C’est un livre singulier. Avant tout un livre d’amitiés. L’amitié pour un écrivain : Yves Gibeau, auteur de Allons z’enfants, constitue en effet le point de départ comme celui d’arrivée de ce livre de photographies de Gérard Rondeau, que l’artiste rémois a complété de notes, enrichi de lettres et de témoignages d’écrivains et artistes, d’archives et de manuscrits. Qui fut cet homme, dont le seul visage semble être celui d’un blanc barbu amoureux de la syntaxe française et antimilitariste collectionneur des traces de la Première Guerre mondiale dans sa région la Somme ? Le livre nous en présente un portrait décliné en lettres admiratives (Jean Vautrin, Bernard Noël, Yasmina Khadra, Yves Boisset : la liste est longue). Si ce livre est émouvant, c’est qu’à travers les photographies de Gérard Rondeau se dessine une mémoire d’un temps double : la guerre de 14-18 et comment celle-ci a fasciné après, sans qu’ils l’aient vécue, nombre d’artistes et d’auteurs. Gérard Rondeau a rencontré Yves Gibeau, retiré dans son presbytère de Roucy en 1981 et décidé après son décès, à partir de 1994, de photographier ce presbytère où l’écrivain a engrangé un musée personnel de la Première Guerre mondiale. Un livre où murmurent des impressions, où l’on sourit, se souvient beaucoup, témoigne, contemple. Où le fantôme d’Yves Gibeau apparaît comme la voix de tous ces morts anonymes qui l’inspirèrent. En parallèle de cette parution, ce travail photographique est montré à l’Historial de la Grande Guerre à Péronne jusqu’à la mi-février 2004.

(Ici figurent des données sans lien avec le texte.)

PR #15988, opened 2026-08-30
Fix MiniMax H3 denoise mask velocity conversion

### LINKED ISSUE #15978: MiniMax H3 masking broken in v0.34.0+ (works on v0.33.4)
### Custom Node Testing

### Expected Behavior

When using a latent binary mask with H3, 0s should be preserved and 1s should get filled in by the diffusion process.

### Actual Behavior

The area you want to replace gets garbled into gray swirly nonsense. It almost looks like when you do only one diffusion step, even if you do 20.
Switching back to v0.33 fixes this.

### Steps to Reproduce

Run any workflow that uses SetLatentNoiseMask + LTXVConcatAVLatent.
Issue introduced with #15375 (v0.34.0). 
v0.33.x uses generic KSamplerX0Inpaint compositing without model-side denoise_mask / per-row timesteps.

### Debug Logs

```powershell
Nothing happens in the debug log. Issue is purely visual.
```

### Other

_No response_

### LINKED ISSUE #15981: MiniMax-H3: any denoise mask produces a repeating grid artifact since #15375
Since `ff6c8a8af` (#15375), passing **any** `denoise_mask` to MiniMax-H3 overlays a
repeating grid on the output. It does not require a spatially varying mask. A completely
uniform one does it too.

## Cause

The mask reaches the result twice. `KSamplerX0Inpaint` has always blended by it:

```python
x   = x * denoise_mask + scale_latent_inpaint(...) * (1 - denoise_mask)
out = model(x, sigma)
out = out * denoise_mask + latent_image * (1 - denoise_mask)
```

#15375 added a second, independent mechanism: the model reads the mask itself and shifts
each token's timestep to `1 - m*sigma` (`comfy/ldm/minimax/model.py`, `_forward`, fed by
`BaseModel._denoise_mask_conds`). The model therefore predicts at a timestep the latent it
was handed does not sit at, and that disagreement prints as a grid at latent-cell size.

This resembles a failure mode raised in [review on #15375](https://github.com/Comfy-Org/ComfyUI/pull/15375#discussion_r3788643389) ("a naive
spatial mask ... will always result in a timestep to blended noise mismatch for some
latent pixels"), but it is not confined to spatially varying masks, so the
`scale_latent_inpaint` compensation added in `989e7a9bb` does not cover it.

## Reproduction

Identical graph, seed and models throughout; 311 frames, 512x512, 8 steps, `er_sde`,
`BasicScheduler` denoise 0.45. Only the mask changes.

| mask | core path | artifact |
|---|---|---|
| none | n/a | **no** |
| uniform 0.800 | scalar (`rows_t.unique().numel() == 1`) | yes |
| uniform 0.80078125 (exactly 205/256) | scalar | yes |
| 0.800 / 0.799 across frames | per-token | yes |
| 0.80 / 0.35 across frames | per-token | yes |

Measured on (generated minus input) by 2-D FFT, periods 6 to 80px, peak against the band
median: a square peak at exactly **16.0 x 16.0 px** at 9 to 12x prominence with a mask,
and nothing above roughly 2.6x background without one.

16px is one latent cell here (256 tokens per latent frame = 16x16 tokens, so 32px per
token; `patch_size=(1,2,2)` gives 16px per latent cell), so the artifact is sub-token. It
is also spatially uneven, which means whole-frame metrics average it away. Measure per
quadrant.

## Workaround

Suppressing the model's half of the mask handling, via `ModelPatcher` object patches,
removes it completely, while the mask keeps working through the sampler's blend:

```python
m = model.clone()
orig = m.model.scale_latent_inpaint
m.add_object_patch("_denoise_mask_conds", lambda denoise_mask, latent_shapes: {})
m.add_object_patch("scale_latent_inpaint",
                   lambda sigma, noise, latent_image, x=None, denoise_mask=None, **kw:
                       orig(sigma=sigma, noise=noise, latent_image=latent_image, **kw))
```

With that in place the 16px component drops to background: 3.1x, 2.1x and 1.9x across
three sampled frames, against 12.5x, 10.4x and 4.1x without it.

## Environment

ComfyUI `v0.34.0-16-g8a33128f2`, torch 2.13.0+cu130, Python 3.12.7, RTX 3080 12GB,
Windows 11.

Possibly related: #15978, filed 2026-08-30, which also attributes broken H3 masking to
#15375 with a different symptom.

---

*This report was generated by Claude.*

poorpaper:
## Summary

- Scale MiniMax H3 video and audio velocities by their denoise masks before the outer x0 conversion.
- Preserve the existing audio carry/schedule conversion order.
- Add regression coverage for masked video x0 recovery and masked audio carry conversion.

The model evaluates masked rows at the local timestep `mask * sigma`, while the outer `CONST` conversion uses the global sigma. Applying the mask to the returned velocity restores the equivalent x0 conversion:

`x - sigma * (mask * velocity)`

Fixes #15981
Likely fixes #15978

## Testing

- `python -m pytest -q tests-unit/comfy_test/test_minimax_h3_model.py`
  - Baseline `8a33128f2`: 2 failed
  - Patched branch: 2 passed
- `ruff check comfy/ldm/minimax/model.py tests-unit/comfy_test/test_minimax_h3_model.py`
- RTX 5090 CUDA contract check at `sigma=0.45`, `mask=205/256`
  - Baseline maximum x0 error: `0.6487081`
  - Patched maximum x0 error: `4.77e-7`


ethanfel:
Also tested on my nodes, I can confirm that long gen look way better. Just the sampling preview is completely different. Beofre near the end of the clkip at step 1-2 the character int he context were fading and the image looked dark and redish. With this from the start to the end the sampling look normal and the result is better.

thanks you solved at least the majority of the issues introduced by context

tests-unit/comfy_test/test_minimax_h3_model.py
drozbay: Adding a test file is too much for a PR like this, it will reduce the likelihood of it getting merged so I recommend removing this file from the PR changes.

alexisrolland (approved):

PR #16040, opened 2026-09-02
Add LTXV generated-keyframe nodes and Freeze Latent

adamoster:
## Summary
- Add native LTX extras for detailing keyframes: `LTXVAddGeneratedKeyframes`, `LTXVSeparateGeneratedKeyframes`, and `LTXVGeneratedKeyframesToGuides`, plus `LTXVFreezeLatent`.
- These live in `comfy_extras/nodes_lt_keyframes.py` and reuse existing LTX helpers (`guide_attention_entries`, `LTXVAddGuide`) so DFR T2V/I2V stages can add, peel, and re-pin keyframes without a custom-node pack.

## Test plan
- [ ] `python -m pytest tests-unit/comfy_extras_test/nodes_lt_keyframes_test.py`
- [ ] Add generated keyframes on a 121-frame canvas at interval 24 and confirm slots `[24, 48, 72, 96, 120]`
- [ ] Confirm I2V / existing guides are skipped, and that a separator-only `frame_indices` value (`","`) errors instead of crashing
- [ ] Confirm a 1-frame canvas errors on auto-placement (frame 0 is not a detailing slot)
- [ ] Separate, then ToGuides after a temporal x2 (indices scale 121 → 241)
- [ ] Freeze Latent zeros `noise_mask` on 5D video and 4D audio, and rejects concatenated AV

Made with [Cursor](https://cursor.com)


alexisrolland (approved):
Tested and I can confirm this "works" but I think it will take an example workflow to help users understand how to use these nodes.

PR #885, opened 2019-05-15
Fix missing type argument @ Reducer

Malusovium:


staltz:
Thanks!

PR #887, opened 2019-06-15
the Cycle run() function to be used with @most/core

FbN:
- [X] There exists an issue discussing the need for this PR
- [X] I added new tests for the issue I fixed or built
- [X] I used `pnpm run commit` instead of `git commit`

I have created a new sub-package instead of updating most-run to keep the most.js version available. (most.js and most core can be seen as two different and parallels projects).

### DIFF
--- a/docs/api/most-core-run.html
+++ b/docs/api/most-core-run.html
@@ -1,0 +1,205 @@
+<!doctype html>
+<html>
+
+<head>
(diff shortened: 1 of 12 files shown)


FbN:
@staltz I think karma / windows 10 Chrome is broken. Tried to find a solution but I have no experience in travis/karma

Les Fantômes du Chemin des Dames, le presbytère d’Yves Gibeau
de Gérard Rondeau
Seuil, 286 pages, 40 €
Arts et lettres Appparitions d’Yves Gibeau
novembre 2003 | Le Matricule des Anges n°48
| par
Maïa Bouteillet
Appparitions d’Yves Gibeau
Par
Maïa Bouteillet
Le Matricule des Anges n°48
, novembre 2003.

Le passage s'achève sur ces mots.